Exercise brief: Repeat, please, only the lines from the top of the data down to the line with "We have been"; include both of those lines.

Collected data:
☆ ☆ ☆ ☆ ☆
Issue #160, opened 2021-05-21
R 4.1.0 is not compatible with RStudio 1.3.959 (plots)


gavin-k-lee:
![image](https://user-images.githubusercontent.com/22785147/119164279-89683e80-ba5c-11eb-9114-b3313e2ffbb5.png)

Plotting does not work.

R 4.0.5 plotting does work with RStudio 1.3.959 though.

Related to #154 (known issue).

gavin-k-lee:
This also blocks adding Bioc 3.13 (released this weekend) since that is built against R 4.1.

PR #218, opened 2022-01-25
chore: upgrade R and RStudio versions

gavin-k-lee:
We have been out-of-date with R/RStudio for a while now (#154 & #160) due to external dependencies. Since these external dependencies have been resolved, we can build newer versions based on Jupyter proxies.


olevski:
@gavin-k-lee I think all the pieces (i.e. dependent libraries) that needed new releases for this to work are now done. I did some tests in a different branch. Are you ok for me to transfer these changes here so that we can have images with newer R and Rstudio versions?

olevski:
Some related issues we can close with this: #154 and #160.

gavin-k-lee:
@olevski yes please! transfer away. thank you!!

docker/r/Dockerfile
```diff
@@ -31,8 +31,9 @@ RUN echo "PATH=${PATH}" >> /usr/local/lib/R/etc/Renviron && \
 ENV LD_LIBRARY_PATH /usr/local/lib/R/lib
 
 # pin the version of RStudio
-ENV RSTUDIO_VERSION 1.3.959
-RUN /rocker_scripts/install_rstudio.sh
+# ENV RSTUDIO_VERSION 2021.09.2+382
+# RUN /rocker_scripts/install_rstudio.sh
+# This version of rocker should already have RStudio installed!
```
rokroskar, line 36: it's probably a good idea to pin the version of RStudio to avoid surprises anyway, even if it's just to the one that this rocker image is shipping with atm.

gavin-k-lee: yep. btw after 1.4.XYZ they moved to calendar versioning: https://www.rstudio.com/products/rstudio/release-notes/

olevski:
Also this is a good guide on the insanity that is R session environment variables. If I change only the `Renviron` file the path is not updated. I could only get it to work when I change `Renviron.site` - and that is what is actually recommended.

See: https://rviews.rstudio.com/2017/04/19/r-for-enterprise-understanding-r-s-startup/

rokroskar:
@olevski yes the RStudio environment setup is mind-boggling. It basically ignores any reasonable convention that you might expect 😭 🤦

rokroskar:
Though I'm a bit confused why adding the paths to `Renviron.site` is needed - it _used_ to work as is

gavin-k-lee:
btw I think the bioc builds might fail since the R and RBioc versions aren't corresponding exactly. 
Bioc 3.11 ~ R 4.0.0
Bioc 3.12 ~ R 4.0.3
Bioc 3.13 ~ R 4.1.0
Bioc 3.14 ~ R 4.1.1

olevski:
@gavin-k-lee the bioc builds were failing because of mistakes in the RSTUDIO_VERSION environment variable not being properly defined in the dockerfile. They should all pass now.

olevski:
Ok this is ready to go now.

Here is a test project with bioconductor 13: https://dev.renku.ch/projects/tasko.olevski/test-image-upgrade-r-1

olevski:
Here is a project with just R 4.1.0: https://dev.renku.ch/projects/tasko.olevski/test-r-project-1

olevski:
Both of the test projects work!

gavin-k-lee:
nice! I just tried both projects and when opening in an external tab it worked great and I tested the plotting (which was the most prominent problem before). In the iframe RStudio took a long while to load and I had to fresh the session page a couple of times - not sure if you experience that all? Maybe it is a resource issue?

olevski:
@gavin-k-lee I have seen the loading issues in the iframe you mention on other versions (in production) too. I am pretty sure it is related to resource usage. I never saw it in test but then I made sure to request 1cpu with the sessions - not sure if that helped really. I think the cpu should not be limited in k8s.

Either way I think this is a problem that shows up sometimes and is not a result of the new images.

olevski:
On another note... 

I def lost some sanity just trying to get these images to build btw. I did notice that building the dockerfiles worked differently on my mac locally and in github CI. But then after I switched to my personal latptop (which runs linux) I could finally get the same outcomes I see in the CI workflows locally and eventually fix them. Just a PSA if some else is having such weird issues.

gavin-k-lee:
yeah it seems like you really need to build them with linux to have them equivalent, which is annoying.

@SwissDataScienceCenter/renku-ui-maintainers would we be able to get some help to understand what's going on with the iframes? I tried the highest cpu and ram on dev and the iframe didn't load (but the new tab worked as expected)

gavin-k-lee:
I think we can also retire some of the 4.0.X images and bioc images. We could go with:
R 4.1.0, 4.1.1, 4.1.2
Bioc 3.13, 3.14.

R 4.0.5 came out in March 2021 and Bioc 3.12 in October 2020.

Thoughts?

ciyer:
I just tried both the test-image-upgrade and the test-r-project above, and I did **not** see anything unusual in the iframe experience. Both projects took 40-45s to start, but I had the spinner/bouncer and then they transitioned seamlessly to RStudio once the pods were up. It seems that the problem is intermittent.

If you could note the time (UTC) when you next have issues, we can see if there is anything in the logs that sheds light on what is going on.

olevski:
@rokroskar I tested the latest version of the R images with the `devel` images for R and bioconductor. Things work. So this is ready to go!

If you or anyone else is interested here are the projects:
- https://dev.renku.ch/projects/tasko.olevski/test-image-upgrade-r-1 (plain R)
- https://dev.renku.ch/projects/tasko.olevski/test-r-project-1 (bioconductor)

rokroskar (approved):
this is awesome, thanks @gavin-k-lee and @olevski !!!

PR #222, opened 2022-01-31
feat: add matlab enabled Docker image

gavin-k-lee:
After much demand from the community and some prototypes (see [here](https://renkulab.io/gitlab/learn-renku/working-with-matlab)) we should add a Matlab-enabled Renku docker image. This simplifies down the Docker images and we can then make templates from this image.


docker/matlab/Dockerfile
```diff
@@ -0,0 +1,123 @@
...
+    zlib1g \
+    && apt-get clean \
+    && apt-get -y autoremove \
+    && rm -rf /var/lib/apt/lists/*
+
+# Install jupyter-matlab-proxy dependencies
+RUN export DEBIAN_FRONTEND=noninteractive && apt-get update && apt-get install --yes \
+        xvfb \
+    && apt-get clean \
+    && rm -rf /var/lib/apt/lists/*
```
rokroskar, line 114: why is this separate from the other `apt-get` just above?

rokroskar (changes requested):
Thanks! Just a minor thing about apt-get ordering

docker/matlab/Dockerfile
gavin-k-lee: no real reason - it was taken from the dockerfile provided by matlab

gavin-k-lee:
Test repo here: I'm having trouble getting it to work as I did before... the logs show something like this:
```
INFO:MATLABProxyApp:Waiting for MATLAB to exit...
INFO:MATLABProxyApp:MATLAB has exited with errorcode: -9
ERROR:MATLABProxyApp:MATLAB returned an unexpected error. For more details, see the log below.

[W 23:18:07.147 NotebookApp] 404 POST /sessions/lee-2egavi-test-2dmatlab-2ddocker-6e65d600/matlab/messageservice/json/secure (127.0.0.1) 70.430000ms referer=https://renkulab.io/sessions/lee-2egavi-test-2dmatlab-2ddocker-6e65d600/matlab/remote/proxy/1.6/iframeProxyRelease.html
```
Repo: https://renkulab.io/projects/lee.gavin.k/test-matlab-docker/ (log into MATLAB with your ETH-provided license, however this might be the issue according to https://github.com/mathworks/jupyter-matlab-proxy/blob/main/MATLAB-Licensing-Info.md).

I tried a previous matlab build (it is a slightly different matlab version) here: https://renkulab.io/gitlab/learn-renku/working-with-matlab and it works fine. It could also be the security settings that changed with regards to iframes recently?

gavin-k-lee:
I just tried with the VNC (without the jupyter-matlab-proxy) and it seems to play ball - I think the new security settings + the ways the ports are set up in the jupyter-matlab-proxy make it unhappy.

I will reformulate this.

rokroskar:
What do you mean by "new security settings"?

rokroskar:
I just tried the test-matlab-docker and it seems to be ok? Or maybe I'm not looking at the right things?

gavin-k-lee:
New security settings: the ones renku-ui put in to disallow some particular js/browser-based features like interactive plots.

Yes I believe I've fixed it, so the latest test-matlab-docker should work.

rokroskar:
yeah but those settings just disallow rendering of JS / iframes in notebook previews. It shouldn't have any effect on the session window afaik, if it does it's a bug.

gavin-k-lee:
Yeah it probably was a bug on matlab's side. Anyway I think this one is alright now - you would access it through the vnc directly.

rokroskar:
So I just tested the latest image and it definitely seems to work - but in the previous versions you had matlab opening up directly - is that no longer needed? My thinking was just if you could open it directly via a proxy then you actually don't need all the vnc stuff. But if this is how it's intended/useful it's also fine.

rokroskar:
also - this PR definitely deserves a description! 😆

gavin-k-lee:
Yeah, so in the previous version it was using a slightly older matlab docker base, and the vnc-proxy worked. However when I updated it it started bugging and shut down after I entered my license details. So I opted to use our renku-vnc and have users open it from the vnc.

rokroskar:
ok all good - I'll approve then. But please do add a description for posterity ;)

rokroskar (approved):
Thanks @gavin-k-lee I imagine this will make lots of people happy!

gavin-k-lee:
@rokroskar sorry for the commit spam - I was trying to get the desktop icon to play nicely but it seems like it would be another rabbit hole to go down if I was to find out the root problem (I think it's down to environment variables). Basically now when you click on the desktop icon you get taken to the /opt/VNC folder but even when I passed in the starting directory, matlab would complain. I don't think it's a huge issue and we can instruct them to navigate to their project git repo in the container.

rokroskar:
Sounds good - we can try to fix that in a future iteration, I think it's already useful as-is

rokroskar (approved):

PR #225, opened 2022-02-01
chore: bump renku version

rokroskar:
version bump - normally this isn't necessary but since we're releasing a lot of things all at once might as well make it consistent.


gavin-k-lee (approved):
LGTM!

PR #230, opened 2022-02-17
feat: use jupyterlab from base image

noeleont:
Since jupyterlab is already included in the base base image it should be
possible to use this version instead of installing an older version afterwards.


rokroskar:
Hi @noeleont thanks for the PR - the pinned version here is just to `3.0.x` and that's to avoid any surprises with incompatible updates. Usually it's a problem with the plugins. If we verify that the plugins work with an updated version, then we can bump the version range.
☆ ☆ ☆ ☆ ☆
Problem solution:
Issue #160, opened 2021-05-21
R 4.1.0 is not compatible with RStudio 1.3.959 (plots)


gavin-k-lee:
![image](https://user-images.githubusercontent.com/22785147/119164279-89683e80-ba5c-11eb-9114-b3313e2ffbb5.png)

Plotting does not work.

R 4.0.5 plotting does work with RStudio 1.3.959 though.

Related to #154 (known issue).

gavin-k-lee:
This also blocks adding Bioc 3.13 (released this weekend) since that is built against R 4.1.

PR #218, opened 2022-01-25
chore: upgrade R and RStudio versions

gavin-k-lee:
We have been out-of-date with R/RStudio for a while now (#154 & #160) due to external dependencies. Since these external dependencies have been resolved, we can build newer versions based on Jupyter proxies.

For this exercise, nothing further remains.